((
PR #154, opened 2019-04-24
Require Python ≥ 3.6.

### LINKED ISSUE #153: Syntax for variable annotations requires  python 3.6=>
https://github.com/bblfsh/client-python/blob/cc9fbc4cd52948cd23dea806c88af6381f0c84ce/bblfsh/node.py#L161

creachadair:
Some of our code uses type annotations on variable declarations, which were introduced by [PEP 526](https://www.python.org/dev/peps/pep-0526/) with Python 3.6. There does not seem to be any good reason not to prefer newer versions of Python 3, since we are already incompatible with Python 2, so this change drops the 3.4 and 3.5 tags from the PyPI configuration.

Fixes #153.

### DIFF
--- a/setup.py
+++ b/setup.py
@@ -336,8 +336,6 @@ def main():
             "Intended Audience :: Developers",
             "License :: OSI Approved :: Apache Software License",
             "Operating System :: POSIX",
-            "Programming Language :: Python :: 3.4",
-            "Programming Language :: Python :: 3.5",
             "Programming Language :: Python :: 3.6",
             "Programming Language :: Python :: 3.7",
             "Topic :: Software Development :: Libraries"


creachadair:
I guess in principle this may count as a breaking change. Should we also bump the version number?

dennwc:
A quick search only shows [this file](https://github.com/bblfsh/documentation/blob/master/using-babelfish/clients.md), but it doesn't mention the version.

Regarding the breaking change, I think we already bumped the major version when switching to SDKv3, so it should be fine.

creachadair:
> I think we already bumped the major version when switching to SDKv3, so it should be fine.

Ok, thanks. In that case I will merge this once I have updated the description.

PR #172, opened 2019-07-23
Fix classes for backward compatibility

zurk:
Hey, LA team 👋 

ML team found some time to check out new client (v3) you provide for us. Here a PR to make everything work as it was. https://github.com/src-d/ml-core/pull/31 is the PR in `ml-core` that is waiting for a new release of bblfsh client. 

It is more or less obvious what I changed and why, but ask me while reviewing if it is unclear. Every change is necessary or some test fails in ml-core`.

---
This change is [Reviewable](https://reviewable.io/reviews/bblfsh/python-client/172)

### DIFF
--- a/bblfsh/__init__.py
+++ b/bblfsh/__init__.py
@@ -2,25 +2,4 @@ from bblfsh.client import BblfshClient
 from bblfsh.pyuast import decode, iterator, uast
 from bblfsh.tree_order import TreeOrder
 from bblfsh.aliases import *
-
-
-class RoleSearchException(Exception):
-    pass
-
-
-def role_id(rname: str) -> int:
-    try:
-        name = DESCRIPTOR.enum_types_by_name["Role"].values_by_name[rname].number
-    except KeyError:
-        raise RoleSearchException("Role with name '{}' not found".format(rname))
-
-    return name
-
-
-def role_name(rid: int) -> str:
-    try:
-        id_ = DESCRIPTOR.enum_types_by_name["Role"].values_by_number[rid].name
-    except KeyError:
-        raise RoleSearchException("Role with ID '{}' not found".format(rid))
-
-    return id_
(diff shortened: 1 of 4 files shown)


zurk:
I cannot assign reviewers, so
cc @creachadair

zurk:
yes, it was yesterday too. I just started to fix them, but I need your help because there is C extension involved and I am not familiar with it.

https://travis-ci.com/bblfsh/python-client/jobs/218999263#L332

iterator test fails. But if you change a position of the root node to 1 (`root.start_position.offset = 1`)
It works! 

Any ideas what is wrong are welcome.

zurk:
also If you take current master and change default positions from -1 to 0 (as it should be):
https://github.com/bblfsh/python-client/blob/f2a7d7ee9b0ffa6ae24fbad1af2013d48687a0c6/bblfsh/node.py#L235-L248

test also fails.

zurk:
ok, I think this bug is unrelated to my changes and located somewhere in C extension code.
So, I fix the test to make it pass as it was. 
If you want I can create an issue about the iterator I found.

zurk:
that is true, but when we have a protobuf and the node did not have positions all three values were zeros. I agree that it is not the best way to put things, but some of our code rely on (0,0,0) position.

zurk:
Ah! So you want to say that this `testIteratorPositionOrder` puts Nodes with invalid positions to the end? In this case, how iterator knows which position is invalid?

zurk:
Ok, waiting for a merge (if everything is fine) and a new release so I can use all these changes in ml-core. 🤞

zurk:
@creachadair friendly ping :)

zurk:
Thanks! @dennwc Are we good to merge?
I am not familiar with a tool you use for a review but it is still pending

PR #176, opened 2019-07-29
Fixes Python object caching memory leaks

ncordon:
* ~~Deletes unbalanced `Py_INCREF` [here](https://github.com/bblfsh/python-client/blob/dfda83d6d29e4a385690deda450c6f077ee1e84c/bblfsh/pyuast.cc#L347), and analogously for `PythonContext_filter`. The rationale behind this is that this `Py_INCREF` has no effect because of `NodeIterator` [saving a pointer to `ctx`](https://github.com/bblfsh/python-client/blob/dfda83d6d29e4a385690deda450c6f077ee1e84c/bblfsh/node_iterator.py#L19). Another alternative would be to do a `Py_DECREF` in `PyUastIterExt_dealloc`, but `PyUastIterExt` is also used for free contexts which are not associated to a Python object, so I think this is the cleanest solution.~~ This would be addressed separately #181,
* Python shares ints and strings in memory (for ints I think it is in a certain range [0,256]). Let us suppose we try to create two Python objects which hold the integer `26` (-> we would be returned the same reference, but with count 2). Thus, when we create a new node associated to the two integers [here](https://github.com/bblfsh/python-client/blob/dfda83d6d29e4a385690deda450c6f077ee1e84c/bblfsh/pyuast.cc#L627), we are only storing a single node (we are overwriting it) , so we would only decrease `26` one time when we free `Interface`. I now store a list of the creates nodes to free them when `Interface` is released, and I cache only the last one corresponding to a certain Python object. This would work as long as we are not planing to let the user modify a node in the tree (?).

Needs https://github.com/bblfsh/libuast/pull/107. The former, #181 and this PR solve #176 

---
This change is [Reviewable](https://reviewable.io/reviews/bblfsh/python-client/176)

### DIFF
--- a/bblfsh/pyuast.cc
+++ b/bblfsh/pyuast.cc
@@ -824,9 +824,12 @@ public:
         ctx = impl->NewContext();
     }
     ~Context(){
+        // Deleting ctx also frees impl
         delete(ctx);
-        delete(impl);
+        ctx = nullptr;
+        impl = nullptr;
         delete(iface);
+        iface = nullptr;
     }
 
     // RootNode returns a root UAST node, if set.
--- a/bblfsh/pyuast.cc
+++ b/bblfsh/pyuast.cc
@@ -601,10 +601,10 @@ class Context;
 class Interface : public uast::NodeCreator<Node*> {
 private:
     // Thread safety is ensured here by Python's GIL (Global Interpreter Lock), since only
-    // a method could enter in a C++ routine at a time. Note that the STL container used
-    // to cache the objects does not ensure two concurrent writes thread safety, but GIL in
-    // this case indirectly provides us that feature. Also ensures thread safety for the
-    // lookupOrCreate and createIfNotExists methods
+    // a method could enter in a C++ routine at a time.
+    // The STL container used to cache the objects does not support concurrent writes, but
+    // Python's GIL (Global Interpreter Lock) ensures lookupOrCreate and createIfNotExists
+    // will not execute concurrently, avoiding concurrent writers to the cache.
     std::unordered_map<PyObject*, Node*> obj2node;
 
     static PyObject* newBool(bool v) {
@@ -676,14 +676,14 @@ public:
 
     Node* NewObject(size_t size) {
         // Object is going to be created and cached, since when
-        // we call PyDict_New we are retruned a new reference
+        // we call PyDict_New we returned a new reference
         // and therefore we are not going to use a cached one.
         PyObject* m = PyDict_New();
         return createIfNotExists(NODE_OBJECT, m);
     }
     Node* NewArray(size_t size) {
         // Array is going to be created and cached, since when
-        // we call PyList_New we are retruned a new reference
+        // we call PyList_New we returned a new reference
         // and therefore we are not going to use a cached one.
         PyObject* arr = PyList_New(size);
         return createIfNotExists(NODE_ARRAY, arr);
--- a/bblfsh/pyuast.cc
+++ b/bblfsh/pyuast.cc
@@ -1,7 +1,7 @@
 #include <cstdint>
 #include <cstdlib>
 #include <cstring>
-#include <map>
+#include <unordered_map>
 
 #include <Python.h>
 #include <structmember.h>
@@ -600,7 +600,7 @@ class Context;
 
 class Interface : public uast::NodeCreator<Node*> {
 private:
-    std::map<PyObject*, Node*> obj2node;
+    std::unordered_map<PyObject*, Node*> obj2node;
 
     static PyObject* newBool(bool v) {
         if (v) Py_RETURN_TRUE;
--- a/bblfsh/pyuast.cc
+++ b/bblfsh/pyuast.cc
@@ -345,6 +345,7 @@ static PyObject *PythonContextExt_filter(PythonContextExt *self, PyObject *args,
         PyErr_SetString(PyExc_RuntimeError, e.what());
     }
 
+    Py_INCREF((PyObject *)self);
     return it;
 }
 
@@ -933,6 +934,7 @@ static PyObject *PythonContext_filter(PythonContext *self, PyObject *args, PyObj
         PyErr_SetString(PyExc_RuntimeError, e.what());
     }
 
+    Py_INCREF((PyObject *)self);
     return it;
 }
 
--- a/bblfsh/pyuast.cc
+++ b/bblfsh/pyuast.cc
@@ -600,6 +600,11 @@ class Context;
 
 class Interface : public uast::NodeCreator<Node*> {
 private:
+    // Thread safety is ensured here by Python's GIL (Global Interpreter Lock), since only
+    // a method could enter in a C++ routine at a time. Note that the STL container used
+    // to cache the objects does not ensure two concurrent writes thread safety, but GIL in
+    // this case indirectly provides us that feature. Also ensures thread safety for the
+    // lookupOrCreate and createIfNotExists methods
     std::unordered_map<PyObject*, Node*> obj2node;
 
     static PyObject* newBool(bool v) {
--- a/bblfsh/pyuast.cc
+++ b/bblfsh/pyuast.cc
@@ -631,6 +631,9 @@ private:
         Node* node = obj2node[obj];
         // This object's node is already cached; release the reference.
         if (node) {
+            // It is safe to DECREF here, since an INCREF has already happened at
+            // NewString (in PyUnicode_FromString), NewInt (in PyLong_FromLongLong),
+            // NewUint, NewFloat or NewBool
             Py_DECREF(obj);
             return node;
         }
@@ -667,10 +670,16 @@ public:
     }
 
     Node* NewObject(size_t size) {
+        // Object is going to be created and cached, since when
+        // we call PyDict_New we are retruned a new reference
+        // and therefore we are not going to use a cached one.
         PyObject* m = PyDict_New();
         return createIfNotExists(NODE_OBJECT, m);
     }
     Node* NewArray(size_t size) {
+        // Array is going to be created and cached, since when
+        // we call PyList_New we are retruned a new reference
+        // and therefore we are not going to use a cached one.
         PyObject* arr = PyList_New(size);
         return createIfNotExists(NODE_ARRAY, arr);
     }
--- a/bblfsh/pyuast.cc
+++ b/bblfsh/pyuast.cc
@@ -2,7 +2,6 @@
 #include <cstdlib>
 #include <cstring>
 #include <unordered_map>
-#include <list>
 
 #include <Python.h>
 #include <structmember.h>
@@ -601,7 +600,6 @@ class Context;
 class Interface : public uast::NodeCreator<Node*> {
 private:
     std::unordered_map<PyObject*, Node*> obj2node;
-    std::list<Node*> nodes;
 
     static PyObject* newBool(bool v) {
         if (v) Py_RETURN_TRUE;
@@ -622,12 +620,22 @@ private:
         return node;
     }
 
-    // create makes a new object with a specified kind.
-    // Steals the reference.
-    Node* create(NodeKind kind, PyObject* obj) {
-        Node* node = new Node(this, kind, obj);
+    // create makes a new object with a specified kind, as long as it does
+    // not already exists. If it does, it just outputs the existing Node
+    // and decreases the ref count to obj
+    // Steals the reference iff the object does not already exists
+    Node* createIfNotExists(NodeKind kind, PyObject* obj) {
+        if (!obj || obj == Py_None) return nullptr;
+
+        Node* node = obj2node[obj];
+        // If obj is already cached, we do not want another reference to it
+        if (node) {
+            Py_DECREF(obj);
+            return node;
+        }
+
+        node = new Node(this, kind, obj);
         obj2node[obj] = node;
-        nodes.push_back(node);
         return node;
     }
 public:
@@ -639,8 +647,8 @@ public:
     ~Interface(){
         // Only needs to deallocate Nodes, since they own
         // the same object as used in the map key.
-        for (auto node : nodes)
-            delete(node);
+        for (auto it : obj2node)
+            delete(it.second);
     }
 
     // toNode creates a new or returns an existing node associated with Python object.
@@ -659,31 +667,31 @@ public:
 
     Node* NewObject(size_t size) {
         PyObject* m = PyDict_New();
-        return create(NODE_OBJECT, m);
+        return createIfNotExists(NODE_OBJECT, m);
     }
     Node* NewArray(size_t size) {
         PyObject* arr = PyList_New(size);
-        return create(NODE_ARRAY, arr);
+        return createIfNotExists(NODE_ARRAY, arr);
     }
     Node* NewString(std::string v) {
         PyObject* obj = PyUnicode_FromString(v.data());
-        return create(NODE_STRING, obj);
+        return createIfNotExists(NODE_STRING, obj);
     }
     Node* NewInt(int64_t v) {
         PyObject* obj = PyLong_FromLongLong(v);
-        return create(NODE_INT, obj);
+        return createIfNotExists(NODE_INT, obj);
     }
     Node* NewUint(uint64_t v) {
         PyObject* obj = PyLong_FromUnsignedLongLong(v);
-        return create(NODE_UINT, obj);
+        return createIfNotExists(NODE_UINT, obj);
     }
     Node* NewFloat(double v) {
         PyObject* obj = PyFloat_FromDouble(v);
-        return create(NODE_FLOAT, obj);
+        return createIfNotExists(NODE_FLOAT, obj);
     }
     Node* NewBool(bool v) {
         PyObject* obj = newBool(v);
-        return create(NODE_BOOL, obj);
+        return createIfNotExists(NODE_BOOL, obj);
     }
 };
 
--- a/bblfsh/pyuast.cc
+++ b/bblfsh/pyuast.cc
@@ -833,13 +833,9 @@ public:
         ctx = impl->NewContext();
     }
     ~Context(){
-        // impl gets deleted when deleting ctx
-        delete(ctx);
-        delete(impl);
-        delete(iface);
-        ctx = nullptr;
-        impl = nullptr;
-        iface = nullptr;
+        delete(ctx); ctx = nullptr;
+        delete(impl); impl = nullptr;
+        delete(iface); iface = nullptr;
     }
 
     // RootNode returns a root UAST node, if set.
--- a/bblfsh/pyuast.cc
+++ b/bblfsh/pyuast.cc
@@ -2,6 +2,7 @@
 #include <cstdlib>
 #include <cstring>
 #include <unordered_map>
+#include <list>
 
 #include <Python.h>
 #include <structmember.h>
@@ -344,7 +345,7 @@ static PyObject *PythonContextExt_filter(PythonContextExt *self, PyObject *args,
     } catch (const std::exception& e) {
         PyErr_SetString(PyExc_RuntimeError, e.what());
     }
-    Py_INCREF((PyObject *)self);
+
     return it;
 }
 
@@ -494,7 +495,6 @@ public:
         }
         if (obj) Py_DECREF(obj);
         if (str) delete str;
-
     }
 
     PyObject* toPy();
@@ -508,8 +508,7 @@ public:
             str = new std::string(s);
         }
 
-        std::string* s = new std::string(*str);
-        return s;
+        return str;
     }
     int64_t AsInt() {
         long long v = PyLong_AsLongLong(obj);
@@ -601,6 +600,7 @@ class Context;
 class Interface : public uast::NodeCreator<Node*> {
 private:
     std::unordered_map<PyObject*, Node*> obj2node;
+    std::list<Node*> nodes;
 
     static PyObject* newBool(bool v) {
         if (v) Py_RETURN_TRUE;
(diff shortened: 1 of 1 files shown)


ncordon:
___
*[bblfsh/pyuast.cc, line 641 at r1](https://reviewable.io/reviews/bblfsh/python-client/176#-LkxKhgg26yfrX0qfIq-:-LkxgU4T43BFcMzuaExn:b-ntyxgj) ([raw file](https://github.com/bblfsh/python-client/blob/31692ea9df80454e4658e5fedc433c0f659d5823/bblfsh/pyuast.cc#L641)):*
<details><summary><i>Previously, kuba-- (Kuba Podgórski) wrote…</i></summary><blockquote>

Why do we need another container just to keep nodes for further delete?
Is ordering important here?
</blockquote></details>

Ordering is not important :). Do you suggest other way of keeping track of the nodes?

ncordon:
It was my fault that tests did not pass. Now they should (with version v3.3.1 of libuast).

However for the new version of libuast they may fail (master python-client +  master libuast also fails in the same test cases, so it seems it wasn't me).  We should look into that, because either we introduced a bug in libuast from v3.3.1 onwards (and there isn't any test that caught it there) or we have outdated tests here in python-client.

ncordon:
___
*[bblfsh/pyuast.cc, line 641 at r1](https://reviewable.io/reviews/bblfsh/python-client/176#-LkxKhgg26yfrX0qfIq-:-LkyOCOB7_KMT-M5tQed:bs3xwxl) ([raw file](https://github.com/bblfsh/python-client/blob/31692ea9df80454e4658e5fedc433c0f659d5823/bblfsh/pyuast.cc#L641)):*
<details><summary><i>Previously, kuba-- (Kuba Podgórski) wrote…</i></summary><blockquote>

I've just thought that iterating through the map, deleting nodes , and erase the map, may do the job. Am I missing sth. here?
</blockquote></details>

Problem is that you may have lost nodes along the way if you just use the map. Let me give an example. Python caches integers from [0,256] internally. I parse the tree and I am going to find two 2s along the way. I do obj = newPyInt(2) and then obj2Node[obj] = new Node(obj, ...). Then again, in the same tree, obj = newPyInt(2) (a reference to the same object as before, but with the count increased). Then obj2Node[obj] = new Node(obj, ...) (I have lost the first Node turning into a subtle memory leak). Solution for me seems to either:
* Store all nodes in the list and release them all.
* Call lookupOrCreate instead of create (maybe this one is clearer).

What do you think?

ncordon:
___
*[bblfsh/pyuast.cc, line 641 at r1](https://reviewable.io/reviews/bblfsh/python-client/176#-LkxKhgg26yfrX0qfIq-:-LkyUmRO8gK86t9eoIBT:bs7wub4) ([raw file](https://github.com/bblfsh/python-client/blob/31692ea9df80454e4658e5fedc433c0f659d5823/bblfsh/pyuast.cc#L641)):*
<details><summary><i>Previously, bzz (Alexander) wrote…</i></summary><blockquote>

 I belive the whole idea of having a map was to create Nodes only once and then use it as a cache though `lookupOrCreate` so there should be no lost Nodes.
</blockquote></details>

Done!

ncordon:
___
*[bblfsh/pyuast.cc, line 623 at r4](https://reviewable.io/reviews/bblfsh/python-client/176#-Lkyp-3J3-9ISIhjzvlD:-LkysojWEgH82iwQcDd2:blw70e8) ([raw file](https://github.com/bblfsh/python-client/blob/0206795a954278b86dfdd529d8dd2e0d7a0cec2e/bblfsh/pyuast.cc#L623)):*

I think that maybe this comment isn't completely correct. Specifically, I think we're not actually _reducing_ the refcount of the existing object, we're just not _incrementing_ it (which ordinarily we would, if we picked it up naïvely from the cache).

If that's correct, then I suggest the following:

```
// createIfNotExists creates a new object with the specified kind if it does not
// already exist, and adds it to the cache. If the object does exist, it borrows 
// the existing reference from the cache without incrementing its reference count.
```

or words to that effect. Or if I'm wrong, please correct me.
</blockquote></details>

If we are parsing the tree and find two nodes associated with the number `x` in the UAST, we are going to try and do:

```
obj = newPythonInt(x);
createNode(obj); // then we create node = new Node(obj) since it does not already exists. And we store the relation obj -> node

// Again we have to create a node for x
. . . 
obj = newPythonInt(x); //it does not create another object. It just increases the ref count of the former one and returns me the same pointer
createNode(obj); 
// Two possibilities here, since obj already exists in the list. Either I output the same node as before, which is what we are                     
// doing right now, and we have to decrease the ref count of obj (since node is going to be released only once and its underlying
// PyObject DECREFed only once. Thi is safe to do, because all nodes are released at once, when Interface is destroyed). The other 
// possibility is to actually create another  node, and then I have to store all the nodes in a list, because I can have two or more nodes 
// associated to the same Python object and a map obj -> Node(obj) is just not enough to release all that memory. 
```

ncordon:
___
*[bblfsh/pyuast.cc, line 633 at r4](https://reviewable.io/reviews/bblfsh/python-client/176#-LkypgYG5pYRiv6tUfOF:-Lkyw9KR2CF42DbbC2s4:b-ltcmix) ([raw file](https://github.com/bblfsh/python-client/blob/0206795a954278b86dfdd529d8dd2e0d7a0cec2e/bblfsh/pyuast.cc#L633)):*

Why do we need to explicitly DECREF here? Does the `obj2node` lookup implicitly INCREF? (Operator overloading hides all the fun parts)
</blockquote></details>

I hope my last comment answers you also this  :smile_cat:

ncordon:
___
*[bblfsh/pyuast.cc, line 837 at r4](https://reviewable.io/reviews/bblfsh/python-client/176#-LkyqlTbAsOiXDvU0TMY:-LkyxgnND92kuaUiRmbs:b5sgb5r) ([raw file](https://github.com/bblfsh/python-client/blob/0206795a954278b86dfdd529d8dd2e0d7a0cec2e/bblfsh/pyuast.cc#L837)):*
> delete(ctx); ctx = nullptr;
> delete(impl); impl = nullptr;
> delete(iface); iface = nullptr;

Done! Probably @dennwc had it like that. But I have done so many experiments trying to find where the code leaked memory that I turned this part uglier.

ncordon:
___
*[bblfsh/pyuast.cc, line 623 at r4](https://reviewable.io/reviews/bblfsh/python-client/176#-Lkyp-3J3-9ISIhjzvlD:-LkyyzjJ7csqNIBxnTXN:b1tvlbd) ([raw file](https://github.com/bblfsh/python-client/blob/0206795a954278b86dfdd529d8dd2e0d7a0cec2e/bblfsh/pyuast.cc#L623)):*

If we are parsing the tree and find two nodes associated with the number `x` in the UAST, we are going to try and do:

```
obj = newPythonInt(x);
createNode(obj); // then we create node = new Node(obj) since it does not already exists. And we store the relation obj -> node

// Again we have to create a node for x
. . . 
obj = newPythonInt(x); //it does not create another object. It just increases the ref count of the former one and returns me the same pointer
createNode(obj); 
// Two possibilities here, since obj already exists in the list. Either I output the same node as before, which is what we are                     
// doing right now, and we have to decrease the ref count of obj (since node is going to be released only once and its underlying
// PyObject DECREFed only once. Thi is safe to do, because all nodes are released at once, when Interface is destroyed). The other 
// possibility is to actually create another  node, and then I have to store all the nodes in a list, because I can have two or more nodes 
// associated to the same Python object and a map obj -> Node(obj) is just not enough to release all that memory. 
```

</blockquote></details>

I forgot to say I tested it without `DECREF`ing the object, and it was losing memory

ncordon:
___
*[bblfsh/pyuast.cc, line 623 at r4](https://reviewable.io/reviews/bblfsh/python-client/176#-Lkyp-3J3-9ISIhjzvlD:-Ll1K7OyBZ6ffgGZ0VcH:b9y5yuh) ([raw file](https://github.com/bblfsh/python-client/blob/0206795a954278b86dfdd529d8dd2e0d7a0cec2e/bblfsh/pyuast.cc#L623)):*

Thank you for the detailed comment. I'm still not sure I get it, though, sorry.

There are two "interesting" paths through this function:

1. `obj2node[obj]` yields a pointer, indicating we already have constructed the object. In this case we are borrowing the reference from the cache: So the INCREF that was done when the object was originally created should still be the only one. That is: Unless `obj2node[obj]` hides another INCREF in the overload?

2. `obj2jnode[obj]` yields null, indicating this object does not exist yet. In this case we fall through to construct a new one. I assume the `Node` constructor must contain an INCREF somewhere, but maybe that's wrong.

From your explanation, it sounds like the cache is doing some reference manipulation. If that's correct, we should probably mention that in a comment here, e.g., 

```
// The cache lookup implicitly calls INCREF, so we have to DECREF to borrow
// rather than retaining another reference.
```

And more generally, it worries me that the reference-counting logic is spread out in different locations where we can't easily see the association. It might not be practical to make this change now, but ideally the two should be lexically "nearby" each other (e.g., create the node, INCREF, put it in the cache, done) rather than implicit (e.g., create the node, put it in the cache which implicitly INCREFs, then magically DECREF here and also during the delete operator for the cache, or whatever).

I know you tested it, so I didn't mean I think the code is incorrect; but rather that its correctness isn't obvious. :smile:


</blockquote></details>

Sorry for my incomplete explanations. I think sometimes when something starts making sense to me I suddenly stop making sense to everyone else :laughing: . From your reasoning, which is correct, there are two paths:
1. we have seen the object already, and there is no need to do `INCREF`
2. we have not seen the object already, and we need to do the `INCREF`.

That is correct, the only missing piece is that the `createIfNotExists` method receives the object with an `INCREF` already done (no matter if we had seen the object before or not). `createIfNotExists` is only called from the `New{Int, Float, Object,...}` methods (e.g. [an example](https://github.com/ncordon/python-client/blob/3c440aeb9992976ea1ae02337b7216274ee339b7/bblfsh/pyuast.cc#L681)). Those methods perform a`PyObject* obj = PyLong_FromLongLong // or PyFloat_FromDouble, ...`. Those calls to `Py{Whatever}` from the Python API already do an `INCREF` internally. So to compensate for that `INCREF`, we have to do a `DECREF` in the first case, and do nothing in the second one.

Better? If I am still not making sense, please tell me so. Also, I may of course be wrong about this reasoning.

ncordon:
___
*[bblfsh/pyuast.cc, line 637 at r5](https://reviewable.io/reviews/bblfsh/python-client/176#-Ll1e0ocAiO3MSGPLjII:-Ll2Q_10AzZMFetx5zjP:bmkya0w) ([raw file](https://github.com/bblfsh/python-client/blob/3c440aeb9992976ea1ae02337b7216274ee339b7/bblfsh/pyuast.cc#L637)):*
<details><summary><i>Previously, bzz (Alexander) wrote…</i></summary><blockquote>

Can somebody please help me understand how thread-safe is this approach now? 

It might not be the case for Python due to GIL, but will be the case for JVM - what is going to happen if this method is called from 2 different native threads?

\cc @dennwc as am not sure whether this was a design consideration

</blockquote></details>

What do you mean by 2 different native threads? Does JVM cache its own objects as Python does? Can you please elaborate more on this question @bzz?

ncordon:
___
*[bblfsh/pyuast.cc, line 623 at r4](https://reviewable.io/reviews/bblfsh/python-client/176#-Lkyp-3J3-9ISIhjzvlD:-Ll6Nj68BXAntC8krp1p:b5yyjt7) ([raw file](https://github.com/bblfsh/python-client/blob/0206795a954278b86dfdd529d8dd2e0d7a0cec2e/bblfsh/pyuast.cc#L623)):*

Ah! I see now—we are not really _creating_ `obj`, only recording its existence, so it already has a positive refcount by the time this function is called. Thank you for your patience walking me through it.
))
§ **Exercise directions**:
Copy each line of the records containing the string "fails".

§ **Output for this exercise**:
It is more or less obvious what I changed and why, but ask me while reviewing if it is unclear. Every change is necessary or some test fails in ml-core`.
iterator test fails. But if you change a position of the root node to 1 (`root.start_position.offset = 1`)
test also fails.
However for the new version of libuast they may fail (master python-client +  master libuast also fails in the same test cases, so it seems it wasn't me).  We should look into that, because either we introduced a bug in libuast from v3.3.1 onwards (and there isn't any test that caught it there) or we have outdated tests here in python-client.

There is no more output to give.